Always read relevant references/ files before producing output.
Output Requirements
Deliver:
a Guidelines.md package
a staged prompt sequence plan
a token alignment report when drift exists
a validation report with score, verdict, findings, and fixes
Read references/guidelines-templates.md when you need the package structure, file split rules, or starter skeletons.
Read references/prompt-patterns.md when you need staged prompt composition, complexity tiers, or prompt recovery patterns.
Read references/validation-checklist.md when you need scoring, pass/fail rules, or a validation report format.
Read references/token-alignment-guide.md when you need token diff categories, priority rules, or a token drift report.
Read references/collaboration-handoffs.md when you need exact handoff anchors or minimum payload fields.
Read references/figma-make-constraints.md when you need platform constraints, reliability limits, or package-aware generation rules.

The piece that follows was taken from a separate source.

PR #1333, opened 2023-09-06
fix(IconButton): respect `borderWidth`

gu-stav:
### What does it do?

Apply only border-color to `IconButton`s, bceause they also receive `borderWidth` and `noBorder` to set the border width. This bug has been introduced in https://github.com/strapi/design-system/pull/1319 and leads to too many borders being rendered.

Read _common/OPUS_47_AUTHORING.md when you are sizing the Guidelines package, deciding adaptive thinking depth at screen/variant limits, or front-loading stack/screens/scope at EXTRACT. Critical for Loom: P3, P5.
Operational
Record Loom activity in .agents/loom.md (journal) and .agents/PROJECT.md (project log).
Stamp generated Guidelines with generation date and source commit when possible.
Keep a short rationale for updates so reverse feedback can explain why rules changed.
Operational procedures → _common/OPERATIONAL.md
AUTORUN Support
When Loom receives _AGENT_CONTEXT, parse task_type, description, and Constraints, execute the standard workflow, and return _STEP_COMPLETE.